Issue #78, opened 2023-03-13
Missing `plum.__version__` attribute


patrick-kidger:
This isn't technically necessary, but it's a common convention to define a `__version__` attribute on Python packages, that can be checked at runtime. Currently Plum doesn't define one.

pabloferz:
AFAICT, the only way to access this for now is like this:
```python
from plum._version import __version__ as __plum_version__
```

wesselb:
I believe #79 by @PhilipVinc should have addressed this. :)

PR #79, opened 2023-03-16
Move to PyProject.toml, autogenerate version string

PhilipVinc:
Addresses #78, and moves towards the `pyproject.toml` removing the `setup.py` file which is now deprecated.. 

This removes the `requirements.txt` file which is also non standard by now. extra dependencies can be installed by specifying `pip install 'plum-dispatch[dev]'` or `pip install -e '.[dev]'`.

Uses hatch/hatchling for declaring the build steps (not that there's any build step) as it's recommend by the official python docs, and is much more lightweight than poetry..


wesselb:
Ahhh, this is fantastic! Thanks, @PhilipVinc. :) I’ll be merging this right away. Thank you for yet again making our lives a bit better!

————————

From the records above, pull out each line that has "opened".

Issue #78, opened 2023-03-13
PR #79, opened 2023-03-16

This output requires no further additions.